The ** position vector** represents the position of something with respect to the origin of a particular reference frame. The

**specifies both the distance (the length of the vector) of the object from the origin and the direction in space with respect to the origin. The position vector is usually represented with a lowercase letter \(r\).**

*position vector***Displacement (technical meaning)**

The displacement of some object is the *change in position* of the object.

\[ \Delta r = r_f – r_i \]

The differential displacement is \(dr\).

**Velocity (technical meaning) **

*Velocity *usually means the *instantaneous velocity*, rather than an *average velocity* over some time interval. When we use the word *velocity *without a modifier, it will mean *instantaneous velocity*. By definition, velocity is the time rate of change of position:

\[v = \dfrac{dr}{ dt} , \]

or

\[v = \lim_{ \Delta t \to 0} \dfrac{ \Delta r}{ \Delta t} . \]
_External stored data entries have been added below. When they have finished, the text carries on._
PR #339, opened 2020-06-12
Add `train_step` and `val_step` in MMDP.

dreamerlin:
Add `train_step` and `val_step` in MMDP for non-distributed training cases.

### DIFF
--- a/mmcv/parallel/data_parallel.py
+++ b/mmcv/parallel/data_parallel.py
@@ -1,4 +1,6 @@
 # Copyright (c) Open-MMLab. All rights reserved.
+from itertools import chain
+
 from torch.nn.parallel import DataParallel
 
 from .scatter_gather import scatter_kwargs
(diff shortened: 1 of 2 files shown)


mmcv/runner/base_runner.py
```diff
@@ -69,7 +69,11 @@ def __init__(self,
                     'batch_processor and model.train_step()/model.val_step() '
                     'cannot be both available.')
         else:
-            assert hasattr(model, 'train_step')
+            if is_parallel_module(model):
+                _model = model.module
+            else:
+                _model = model
+            assert hasattr(_model, 'train_step')
```
hellock, line 76: - MMDDP has already implemented `train_step()`.
- In the runner, `model.train_step()` is called instead of `model.module.train_step()`.

dreamerlin: MMDP doesn't have `train_step()` and `val_step()` method, which will raise error in some non-distributed training. So I add these two methods in MMDP like those in MMDDP.

mmcv/parallel/data_parallel.py
```diff
@@ -8,3 +9,15 @@ class MMDataParallel(DataParallel):
 
     def scatter(self, inputs, kwargs, device_ids):
         return scatter_kwargs(inputs, kwargs, device_ids, dim=self.dim)
+
+    def train_step(self, *inputs, **kwargs):
+        inputs, kwargs = self.scatter(inputs, kwargs,
+                                      [torch.cuda.current_device()])
+        output = self.module.train_step(*inputs[0], **kwargs[0])
+        return output
```
hellock, line 17: Is the implementation correct?

dreamerlin: Ops, it is wrong. The latest codes have rewritten it.

hellock: It seems still incorrect.

PR #740, opened 2024-08-02
UX: summary fixed positioning

chapoi:
This commit:

* positions the topic summary on desktop fixed to the right hand side
* increases the max-width and uses the same value for default width, avoiding jumpyness
* introduces a sticky header + close button

image


xfalcox (approved):

janzenisaac (approved):
Code looks good, you can drop function param as it is not being used :)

When the time interval, \( \Delta \)t, is finite, we have the average velocity:

\[ v_{average} = \dfrac{ \Delta r}{ \Delta t} . \]
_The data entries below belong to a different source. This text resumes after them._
PR #747, opened 2024-08-09
DEV: Clearly separate post/composer helper settings

keegangeorge:
**This PR makes a clearer distinction for site settings related to the AI helper:**
- It renames the setting `composer_ai_helper_enabled` → `ai_helper_enabled`. This is more fitting as it is an overarching setting for enabling AI helper features
- It renames `ai_helper_allowed_groups` to `composer_ai_helper_allowed_groups` to make the setting unique for only composer AI helper features. Since we already have the separate `post_ai_helper_allowed_groups` this makes sense and allows for a better distinction. 

This PR also helps satisfy the use-case mentioned [here](https://meta.discourse.org/t/allow-ai-helper-for-reading-only/320871/2), where we can have separate control of the post AI helper and composer AI helper.

### DIFF
--- a/db/post_migrate/20240809162837_rename_ai_helper_enabled_setting.rb
+++ b/db/post_migrate/20240809162837_rename_ai_helper_enabled_setting.rb
@@ -1,6 +1,6 @@
 # frozen_string_literal: true
 
-class RenameComposerAiHelperEnabledSetting < ActiveRecord::Migration[7.1]
+class RenameAiHelperEnabledSetting < ActiveRecord::Migration[7.1]
   def up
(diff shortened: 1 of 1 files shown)


db/post_migrate/20240809162837_rename_ai_helper_enabled_setting.rb
```diff
@@ -0,0 +1,11 @@
+# frozen_string_literal: true
+
+class RenameComposerAiHelperEnabledSetting < ActiveRecord::Migration[7.1]
```
romanrizzi, line 3: Class name is different here.

xfalcox (approved):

**Acceleration (technical meaning) **

*Acceleration* usually means the *instantaneous* acceleration, rather than an *average* acceleration over some time interval. When we use the word *acceleration* without a modifier, it will mean instantaneous acceleration. By definition, acceleration is the time rate of change of velocity:

\[a = \dfrac{dv}{ dt} , \]

or

\[a = \lim_{ \Delta t \to 0} \dfrac{ \Delta v}{ \Delta t} \]

When the time interval, \(\Delta\)t, is finite, we have the average acceleration:

\[a_{average} = \dfrac{\Delta v}{ \Delta t} . \]
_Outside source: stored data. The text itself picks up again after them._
PR #756, opened 2024-08-16
FEATURE: Initial support for seeded LLMs

xfalcox:
LLM list

image

Edit

image

### DIFF
--- a/assets/stylesheets/modules/llms/common/ai-llms-editor.scss
+++ b/assets/stylesheets/modules/llms/common/ai-llms-editor.scss
@@ -43,7 +43,7 @@
   }
 
   &.seeded {
-    .control-group:nth-child(n+4) {
+    .control-group:nth-child(n + 4) {
       display: none;
     }
   }
--- a/assets/stylesheets/modules/llms/common/ai-llms-editor.scss
+++ b/assets/stylesheets/modules/llms/common/ai-llms-editor.scss
@@ -42,6 +42,12 @@
     }
   }
 
+  &.seeded {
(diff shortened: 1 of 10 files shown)


assets/stylesheets/modules/llms/common/ai-llms-editor.scss
```diff
@@ -33,6 +33,12 @@
     }
   }
 
+  &.seeded {
+    .control-group:nth-child(n + 4) {
+      display: none;
```
romanrizzi, line 38: Isn't it better to conditionally render in the template?

lib/automation.rb
```diff
@@ -8,7 +8,16 @@ def self.available_models
         FROM llm_models
       SQL
 
-      values.each { |value_h| value_h["id"] = "custom:#{value_h["id"]}" }
+      values =
+        values
+          .filter do |value_h|
+            value_h["id"] > 0 ||
+              SiteSetting
+                .ai_automation_allowed_seeded_models
```
romanrizzi, line 16:
```suggestion
                .ai_automation_allowed_seeded_models_map
```

I believe you can drop the `.split("|")` and use this helper method instead.

lib/configuration/llm_validator.rb
```diff
@@ -15,6 +15,8 @@ def valid_value?(val)
           return !@parent_enabled
         end
 
+        allowed_seeded_model?(val)
```
romanrizzi, line 18:
```suggestion
        allowed_seeded_model!(val)
```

Note that acceleration is any change in the velocity. The change can be a change in the magnitude of the velocity vector, either increasing or decreasing in length, that is, either slowing down or speeding up. The change can also be a change in direction of the velocity, with or without a change in the speed.

**Everyday or Common Definitions **

*Distance* in an *everyday* sense usually means how far apart two points are, and does not imply a direction, nor does it imply position. It is always a positive number. In terms of the technical motion variables, *distance* is the magnitude of *displacement*. However, the term “*total distance*” does not necessarily mean the magnitude of the displacement. Consider an object that moves back and forth, such as a mass on a spring. The “*total distance*” usually means how far the mass traveled in going back and forth, while the displacement is simply the distance between where it started and where it ended.

*Speed* in *everyday* use usually means how fast something is moving. It also does not imply direction and is always positive. In terms of the technical motion variables, *speed* is the magnitude (the “length”) of the *velocity* vector.

In everyday use, the word acceleration usually means speeding up, but does not mean slowing down. Remember, our technical definition includes both speeding up and slowing down as well as changing direction.